When a person executes a will, a revocable trust or a similar estate planning tool, there is an expectation that the people in his or her life would respect the expressed wishes and carry out those directions stated. Unfortunately, probate courts across the State of Michigan are full of heirs, beneficiaries and disinherited next-of-kin who were dissatisfied with someone’s estate plan as it pertains to them and are asking a judge or jury to decide what they should be entitled to. The end result is usually thousands of dollars in depleted estate funds and emotional turmoil for the surviving friends and family members of the decedent despite the verdict.
In an attempt to put more teeth into their final wishes, many people include into their estate plans a clause that will penalize any interested person (e.g. heir-at-law, devisee or beneficiary) for instituting litigation that contests their last will or trust. Most of the time, these clauses have the effect of treating the offending person as having predeceased the decedent. This means that said person would be bypassed for any inheritance they are otherwise entitled to. As a result, those shares or bequests will go to the next persons in line. Known as in terrorem (terror) clauses, those provisions intend to create a chilling effect on potential court action to increase the chances that the original estate plan will be carried out.
Michigan, however, has put limits on the enforceability of such clauses. Effective April 1st, 2000 for wills and effective April 1st, 2010 for trusts, a terror clause will not be enforced if there is probable cause for instituting a proceeding contesting that will or trust. “Probable cause exists when, at the time of instituting the proceeding, there was evidence that would lead a reasonable person, properly informed and advised, to conclude that there was a substantial likelihood that the challenge would be successful.” In re Estate of Stan, 301 Mich App 435; 839 NW2d 498 (2013).
Probable cause has been interpreted in bizarre ways. The Michigan Court of Appeals upheld the Ingham Probate Court’s ruling that a beneficiary’s court petition did not violate the in terrorem clause in the respective trust. In re Miller Osborne Perry Trust, 299 Mich App 525; 831 NW2d 251 (2013). In that case, the trust grantor’s son believed that his aunt may have unduly influenced his mother into amending certain aspects of the trust before her death. In lieu of bringing a formal contest, the son filed a petition requesting the court to determine whether probable cause existed to pursue a contest in the first place. His sister, the successor trustee, denied any undue influence and invoked the terror clause in the trust against her brother that would have the effect of disinheriting him for bringing this legal action. The probate court, and subsequently the appellate court, held that the brother was not requesting that the judge rule on the validity of any term of the trust or ask for money, but rather he was requesting whether the court would, hypothetically, find probable cause in the event that an actual suit or contest was brought. Amazingly, he was able to feel out the court and determine ahead of time whether he had a case before taking a chance on real litigation that could disinherit him.

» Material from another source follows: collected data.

PR #1588, opened 2021-06-15
add nullable for ilogger and implementations

SimonCropp:


nblumhardt:
👋 

Although the majority of methods on `ILogger` won't throw when `null` is supplied, most of them also won't act in any useful way.

They accept `null` so as to not break an application at runtime due to programmer error, but with null checking enabled, a warning or error seems appropriate when called incorrectly.

This _could_ mean build breakages down the line - but, I think since it's early days for `nullable`, and consumers are opting-in, that would be welcome (would a minor version communicate this adequately, or should we bump major?).

What do you think?

SimonCropp:
> They accept null so as to not break an application at runtime due to programmer error, but with null checking enabled, a warning or error seems appropriate when called incorrectly.

Does that apply to all the things? 

My assumption would the following should not be null: `logEvent`, `source`, `enrichers`, `messageTemplate`

But that the following may be null: `propertyValues`, `Exception`, `out LogEventProperty`,  `out MessageTemplate? parsedTemplate`


> not break an application at runtime due to programmer error

i would prefer that it did break at runtime if invalid values are passed in. eg if i incorrectly pass in a null message template, i want to know, not have the log entry ignored. but i understand your reasoning

> This could mean build breakages down the line - but, I think since it's early days for nullable, and consumers are opting-in, that would be welcome (would a minor version communicate this adequately, or should we bump major?).

I would lean towards a minor. they can always suppress to ignore the build error/warning until they get time to fix it

nblumhardt:
> My assumption would the following should not be null: logEvent, source, enrichers, messageTemplate
> But that the following may be null: propertyValues, Exception, out LogEventProperty, out MessageTemplate? parsedTemplate

I think that's correct 👍 

> i would prefer that it did break at runtime if invalid values are passed in. eg if i incorrectly pass in a null message template, i want to know, not have the log entry ignored. but i understand your reasoning

That was my original inclination, too - the no-throw guarantee was inherited from log4net. I've come around to it over the years 😄 ... avoiding exceptions when trying to log a failure is the winning argument, for me: throwing while failing often masks the original root cause, the code paths involved are rarely properly exercised in tests.

> I would lean towards a minor. they can always suppress to ignore the build error/warning until they get time to fix it

Sounds good to me 👍

SimonCropp:
how does it look now?

SimonCropp:
gentle bump. so i can move onto the next part

nblumhardt:
Sorry, will be back to this shortly! Need to think through it carefully :-)

SimonCropp:
no worries. let me know if u want to jump on a call

src/Serilog/Core/Pipeline/SilentLogger.cs
```diff
@@ -26,11 +28,11 @@ class SilentLogger : ILogger
         {
         }
 
-        public ILogger ForContext(ILogEventEnricher enricher) => this;
+        public ILogger ForContext(ILogEventEnricher? enricher) => this;
```
nblumhardt, line 31: I don't think `enricher` should be nullable, here (implementations receiving null just bail out instead of failing hard)

nblumhardt (commented):
I think this is a good starting point; I'm not _100%_ sure that the `params object[]` args should themselves be nullable, but those methods do work when passed `null`, so I'm leaning towards the same conclusion that you drew, here 👍 

Did spot one `ForContext()` arg that should probably be non-nullable - what do you think?

src/Serilog/Core/Pipeline/SilentLogger.cs
SimonCropp: done

nblumhardt:
Awesome, thanks 👍

PR #1591, opened 2021-06-21
make tests nullable

SimonCropp:


test/Serilog.Tests/Capturing/PropertyValueConverterTests.cs
```diff
@@ -113,13 +113,13 @@ public void ByDefaultADestructuredNonNullNullableIsItsValue()
 
         class A
         {
-            public B B { get; set; }
+            public B B { get; set; } = null!;
```
nblumhardt, line 116: Any reason not to just make this (and the similar ones below) into nullable properties? I.e.:

```csharp
public B? B { get; set; }
```

This would match the current semantics of the code.

Using `null!` catches my eye and causes me to dig around more, trying to figure out how the assertion "this property begins life as null but that value can never be observed" could be upheld by the code.

test/Serilog.Tests/Context/LogContextTests.cs
```diff
@@ -38,7 +38,7 @@ public LogContextTests()
         [Fact]
         public void PushedPropertiesAreAvailableToLoggers()
         {
-            LogEvent lastEvent = null;
+            LogEvent lastEvent = null!;
```
nblumhardt, line 41: Since the null value is observable, would:

```csharp
LogEvent? lastEvent = null;
```

be more appropriate here, and in the similar cases below?

test/Serilog.Tests/Core/LoggerTests.cs
```diff
@@ -200,7 +200,7 @@ public void DelegatingLoggerShouldDelegateCallsToInnerLogger()
             Assert.Equal(42, collectingSink.SingleEvent.Properties["number"].LiteralValue());
             Assert.Equal(
                 expected: new SequenceValue(new[] { new ScalarValue(1), new ScalarValue(2), new ScalarValue(3) }),
-                actual: (collectingSink.SingleEvent.Properties["values"] as SequenceValue),
+                actual: (SequenceValue)collectingSink.SingleEvent.Properties["values"],
```
nblumhardt, line 203: :+1: 👍

nblumhardt (commented):
Looks good; would prefer to avoid `null!` wherever we can - what do you think?

test/Serilog.Tests/Capturing/PropertyValueConverterTests.cs
SimonCropp: good point. done

test/Serilog.Tests/Context/LogContextTests.cs
SimonCropp: since u dont assert.notnull i assumed `null!;`. should i add a assert.notnull?

nblumhardt: `Assert.NotNull(logEvent)` would be a pleasant addition :+1: .. I think there's an implicit `Assert.NotNull()` in many of these cases - dotting through the reference to assert on `Properties` will fail if the event's null (not very elegantly, of course :-))

SimonCropp: done

test/Serilog.Tests/Core/ChildLoggerTests.cs
```diff
@@ -195,17 +195,17 @@ static object[] T(string rs, int? rl, string cs, int? cl, bool r, LogEventLevel
...
+            string? childOverrideSource,
             int childOverrideLevelIncrement,
             bool eventShouldGetToChild)
         {
             var incomingEventLevel = Information;
             var rootOverrideLevel = incomingEventLevel + rootOverrideLevelIncrement;
             var childOverrideLevel = incomingEventLevel + childOverrideLevelIncrement;
 
-            LogEvent evt = null;
+            LogEvent evt = null!;
```
nblumhardt, line 208: Another here, and on line 258?

test/Serilog.Tests/LoggerConfigurationTests.cs
```diff
@@ -465,7 +466,7 @@ public void MaximumCollectionCountNotEffectiveForDictionaryWithAsManyKeysAsLimit
 
         static string LogAndGetAsString(object x, Func<LoggerConfiguration, LoggerConfiguration> conf, string destructuringSymbol = "")
         {
-            LogEvent evt = null;
+            LogEvent evt = null!;
```
nblumhardt, line 469: Looks like one last one here, too :)

test/Serilog.Tests/Support/DelegatingSink.cs
```diff
@@ -20,7 +20,7 @@ public void Emit(LogEvent logEvent)
 
         public static LogEvent GetLogEvent(Action<ILogger> writeAction)
         {
-            LogEvent result = null;
+            LogEvent result = null!;
```
nblumhardt, line 23: I think I missed this one

SimonCropp: lol. why are they all named different ;)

Does the terror clause work? Like most answers to legal questions, it depends. For trust grantors and will testators, it is important that their wishes are drafted in a clear, unambiguous and legally enforceable manner to reduce the chances of triggering litigation and having their intent frustrated. For potential contestants in probate and trust proceedings, it is equally important to determine probable cause exists before challenging the document to avoid disinheritance by a terror provision. In both cases, the advice of a knowledgeable probate and estate planning attorney can illuminate the way and help avoid the pitfalls that come with either choice.